The following are rough project ideas for your consideration.
Part of your job will be to crystallize the purpose,
methods, and scope of your specific project into a project proposal.
Note that not all projects involving writing a lot of code,
but all involve a thorough quantitative evaluation of a system.
Students may undertake projects not listed here, but
should consult with the instructor before submitting a proposal.
You may certainly take any of these ideas and add a "twist"
to make it more interesting or challenging.
Many of these project ideas make use of software and systems
that are already deployed at Notre Dame, such as the
Chirp distributed filesystem,
the Condor distributed batch system,
and the Hadoop data processing system.
I encourage you to use these systems, so that you will have a ready-made testbed to work with,
and will become familiar with tools useful later in your career.
The Chirp filesystem
gives easy access to lots of different storage devices. Chirp allows the
user to read and write files on a single remote disk, but does not provide
any kind of replication or error checking. Remedy this by creating a library
for creating and accessing large files that are striped across
multiple Chirp servers. Your library support several different RAID configurations,
selected when the file is created. The library should have a simple interface
like chirp_raid_open, chirp_raid_pread, chirp_raid_pwrite,
chirp_raid_stat, and so forth. Get started by using the
Chirp API. Explore the performance of this library on a variety of workloads, varying
the RAID configuration and the number of servers in use. How does the performance
compare to using a single local disk or a single remote Chirp server?
Filesystem or Database? Filesystems are good at storing large amounts
of binary data, but not very good at searching for the needle in the haystack.
Perhaps a combination of the two owuld provide robust searching with good performance.
Read about the Inversion filesystem, and then build something similar
using current open source technologies such as FUSE and MySQL. Populate the system
with a large amount of data, and evaluate the performance on a variety of workloads,
begin careful to demonstrate what the limits of the system are.
Borrowing Remote Memory.

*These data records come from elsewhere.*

PR #1516, opened 2023-09-11
core: Add Enumerator.produce

tk0miya:
Add the signature for Enumerator.produce
https://bugs.ruby-lang.org/issues/14781

### DIFF
--- a/core/enumerator.rbs
+++ b/core/enumerator.rbs
@@ -158,7 +158,8 @@ class Enumerator[unchecked out Elem, out Return] < Object
   #     Enumerator.produce { scanner.scan(PATTERN) }.slice_after { scanner.eos? }.first
   #     # => ["7", "+", "38", "/", "6"]
   #
-  def self.produce: (?untyped initial) { (untyped prev) -> untyped } -> Enumerator[untyped, bot]
+  def self.produce: [T] () { (T? prev) -> T } -> Enumerator[T, nil]
+                  | [T] (T initial) { (T prev) -> T } -> Enumerator[T, nil]
 
   # <!--
   #   rdoc-file=enumerator.c
--- a/core/enumerator.rbs
+++ b/core/enumerator.rbs
@@ -126,6 +126,42 @@ class Enumerator[unchecked out Elem, out Return] < Object
 
   # <!--
   #   rdoc-file=enumerator.c
+  #   - Enumerator.produce(initial = nil) { |prev| block } -> enumerator
+  # -->
+  # Creates an infinite enumerator from any block, just called over and over.  The
+  # result of the previous iteration is passed to the next one. If `initial` is
+  # provided, it is passed to the first iteration, and becomes the first element
+  # of the enumerator; if it is not provided, the first iteration receives `nil`,
+  # and its result becomes the first element of the iterator.
+  #
+  # Raising StopIteration from the block stops an iteration.
+  #
+  #     Enumerator.produce(1, &:succ)   # => enumerator of 1, 2, 3, 4, ....
+  #
+  #     Enumerator.produce { rand(10) } # => infinite random number sequence
+  #
+  #     ancestors = Enumerator.produce(node) { |prev| node = prev.parent or raise StopIteration }
+  #     enclosing_section = ancestors.find { |n| n.type == :section }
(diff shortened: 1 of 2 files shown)


core/enumerator.rbs
```diff
@@ -124,6 +124,43 @@
 class Enumerator[unchecked out Elem, out Return] < Object
   include Enumerable[Elem]
 
+  # <!--
```
tk0miya, line 127: I copied this document from enumerator.c. Is that alright?
https://github.com/ruby/ruby/blob/master/enumerator.c#L3052-L3086

core/enumerator.rbs
```diff
@@ -124,6 +124,43 @@
...
+  #   require "date"
+  #   Enumerator.produce(Date.today, &:succ).detect(&:tuesday?)
+  #
+  #   # Simple lexer:
+  #   require "strscan"
+  #   scanner = StringScanner.new("7+38/6")
+  #   PATTERN = %r{\d+|[-/+*]}
+  #   Enumerator.produce { scanner.scan(PATTERN) }.slice_after { scanner.eos? }.first
+  #   # => ["7", "+", "38", "/", "6"]
+  def self.produce: (?untyped initial) { (untyped prev) -> untyped } -> self
```
tk0miya, line 162: At first, I thought it would be better to use a type parameter for this method (ex. `[T] (T initial) { (T prev) -> T } -> self[T, untyped]`).
But developers can use the different types between `initial` and `prev` (the return type of the block). So it's difficult to give a better type to this method to me. Therefore, I used `untyped` for this.

core/enumerator.rbs
tk0miya: I updated this comment by the result of CI (`rake annotate`?): https://github.com/ruby/rbs/actions/runs/6149970207/job/16686945264?pr=1516

test/stdlib/Enumerator_test.rb
```diff
@@ -25,6 +25,13 @@ class EnumeratorSingletonTest < Test::Unit::TestCase
 
   testing "singleton(::Enumerator)"
 
+  def test_produce
+    assert_send_type(
+      "(Integer initial) { (Integer) -> Integer } -> Enumerator[Integer, untyped]",
+      Enumerator, :produce, 1, &:succ
+    )
+  end
```
tk0miya, line 33: Sorry, my PR is broken now. By mistake, I ran `rake test` on my local (not `rake stdlib_test`)... I'll check what happens tomorrow.

tk0miya: Fixed on my local. But CI has still been broken by SEGV. I guess it's not related to this change.

core/enumerator.rbs
```diff
@@ -124,6 +124,42 @@
...
+  #     Enumerator.produce(Date.today, &:succ).detect(&:tuesday?)
+  #
+  #     # Simple lexer:
+  #     require "strscan"
+  #     scanner = StringScanner.new("7+38/6")
+  #     PATTERN = %r{\d+|[-/+*]}
+  #     Enumerator.produce { scanner.scan(PATTERN) }.slice_after { scanner.eos? }.first
+  #     # => ["7", "+", "38", "/", "6"]
+  #
+  def self.produce: (?untyped initial) { (untyped prev) -> untyped } -> Enumerator[untyped, bot]
```
ParadoxV5, line 161: > At first, I thought it would be better to use a type parameter for this method (ex. `[T] (T initial) { (T prev) -> T } -> self[T, untyped]`). But developers can use the different types between `initial` and `prev` (the return type of the block). So it's difficult to give a better type to this method to me. Therefore, I used `untyped` for this.
> ⸺ https://github.com/ruby/rbs/pull/1516#discussion_r1321888385

`[T]` would be the union type of `initial`, `prev` and the block return.
```suggestion
  def self.produce: [T] () { (T? prev) -> T } -> Enumerator[T, nil]
                  | [T] (T initial) { (T prev) -> T } -> Enumerator[T, nil]
```
(seems that `Enumerator.produce(…).each {}` is always `nil`)

soutaro (approved):
Thank you, @tk0miya and @ParadoxV5 ! 🎉

PR #1518, opened 2023-09-15
add `Kernel#respond_to_missing?`

ParadoxV5:
https://github.com/ruby/rbs/blob/fce99b9700f5b9c9749e7a8c65852dc4b6b40cc7/test/test_helper.rb#L112-L113

My current project overrides `respond_to_missing?` and fails Steep on the courtesy `super` calls.

This originally based on #1504 because they conflict (this’d be `Object#respond_to_missing?` otherwise). Since the prerequisite is now (forced-pushed and) merged, this PR now bases on `master` itself.

### DIFF
--- a/test/stdlib/Kernel_test.rb
+++ b/test/stdlib/Kernel_test.rb
@@ -941,4 +941,15 @@ class KernelInstanceTest < Test::Unit::TestCase
       Object.instance_method(:to_s)
     )
   end
+  
+  def test_respond_to_missing?
+    obj = Object.new
+    
+    # The default implementation always returns `false` regardless of the args,
+    # let alone their types; though overrides only have to support Symbol + bool
+    assert_send_type(
+      "(::Symbol, bool) -> bool",
+      obj, :respond_to_missing?, :to_s, true
+    )
+  end
 end
--- a/core/kernel.rbs
+++ b/core/kernel.rbs
@@ -2806,6 +2806,8 @@ module Kernel : BasicObject
   #
   def respond_to?: (interned name, ?boolish include_all) -> bool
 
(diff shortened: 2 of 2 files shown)


test/stdlib/Kernel_test.rb
```diff
@@ -888,6 +888,17 @@ def test_respond_to?
...
   end
 
+  def test_respond_to_missing?
+    obj = Object.new
+    
+    # The default implementation always returns `false` regardless of the args,
+    # let alone their types; though overrides only have to support Symbol + bool
+    assert_send_type(
+      "(Symbol, bool) -> bool",
+      obj, :respond_to_missing?, :to_s, true
```
ParadoxV5, line 898: I see other `(bool)` tests simply use `bool` for the type and `true` for the arg, instead of separate tests for true and false. I suppose I’ll match.

test/stdlib/Kernel_test.rb
```diff
@@ -888,6 +888,17 @@ def test_respond_to?
     obj.respond_to?('to_s', true)
```
ParadoxV5, line 888: It’s quite odd dropping a modern assertion among a sea of old-style tests ._.

ParadoxV5 (commented):
I wrote my first RBS test! 😄

test/stdlib/Kernel_test.rb
ParadoxV5: … and yeah indeed odd, the CI rejects my new-style assertions and I’m too novice to know why.

ParadoxV5: … nvmd, figured it out.

soutaro (approved):
Thanks!

PR #1520, opened 2023-09-15
Add `__todo__` type

soutaro:
`__todo__` is a type that is equivalent to `untyped`, but can be used to mark something should be done later.

### DIFF
--- a/ext/rbs_extension/lexer.h
+++ b/ext/rbs_extension/lexer.h
@@ -60,7 +60,7 @@ enum TokenType {
   kVOID,            /* void */
   kUSE,             /* use */
   kAS,              /* as */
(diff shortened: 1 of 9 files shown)


ext/rbs_extension/lexer.h
```diff
@@ -60,6 +60,7 @@ enum TokenType {
   kVOID,            /* void */
   kUSE,             /* use */
   kAS,              /* as */
+  k__TODO__,         /* __todo__ */
```
sampersand, line 63: Indentation is slightly off

soutaro:
```suggestion
  k__TODO__,        /* __todo__ */
```

PR #1524, opened 2023-09-19
Update Marshal

sampersand:
This updates `Marshal`'s definition, as well as its tests.

More specifically this has the following changes:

As large as memories get, there always seems
to be a program that needs more memory than you actually have. Virtual memory that
swaps to disk is almost unusable now, because disks are so many orders of magnitude
slower. However, accessing the memory of a nearby machine on the network might be
done with a modest penalty. To address this problem, build a system that allows
an ordinary program running on one machine access one large virtual memory assembled
from multiple contributors. Start with the user level page table from the undergrad OS class, and build a user-level library that works with
a remote memory donor. Implement multiple page replaceement algorithms, and
evaluate them on several memory intensive applications. Compare the performance
to disk-based virtual memory and real memory.
Distributed Mach. Read ahead to learn about the Mach microkernel operating system.
Create a user-level library with the same basic concepts as Mach -- messages, ports, and tasks --
that allows for easy communication between processes, whether they run on the same machine,
or different machines. Use your library to build up some simple operating system services
or parallel applications. Explore the performance of this system, and compare it to using
multiple processes on the same machine.
The Effect of SSDs on Modern Filesystems Set up a modern SSD and magnetic disk
side by side on a single system. (Prof. Thain can provide you with the disks.)
Compare the performance of basic reads and writes on the raw disks,
to ensure that they behave as you expect. Then, install various filesystems on
the two disks, and evaluate the performance of multiple workfloads.
Do some filesystems do a better job of exploiting SSDs than others?
User Filesystem Study.
Many assumptions about user behavior in operating systems are based
on studies that are decades old. (example one, example two.) Produce a new study of how users
behave in the ND CSE network. Examine tools such as strace,
tcpdump, and fstrace for the purpose of recording logs of
filesystem activity. Demonstrate that you can record and analyze
a few hours of activity. Then, get permission from the CSE staff and a few
of your friends to trace activity on a few workstations for several weeks.
Write a comprehensive report on the file access behavior of those
people over the semester.
Cloud Performance Evaluation. Cloud computing systems such as
Amazon's EC2 provide additional computing capacity with the swipe of a
credit card, however there is a performance penalty to be paid by traversing
the network and employing virtualization. Explore the performance of
of the coud by carefully measuring the performance of multiple applications
ranging from CPU-bound to IO-bound on several categories of virtual machines.
What is the cloud most effective at? (Amazon has generously supplied us with
some credits on EC2 for this purpose -- see Dr. Thain to get a code for up
to $100 of computing time on Amazon.
From Sequential to Scalable. Software engineering has long been the domain
of sequential thinking. As we reach the end of Moore's law, it will become necessary
to think in parallel for more and more applications.
Take an existing application -- perhaps something relevant to your research --
and parallelize it using the Work Queue Framework,
developed at Notre Dame. Using resources from the Condor Pool, CRC, or Amazon,
try to scale the application up to hundreds or thousands of nodes, and explore the performance.
Measure the behavior of the system with various workloads and under various failure conditions.
Compare your solution to tradiitional methods of parallelization, such as multi-threading and MPI.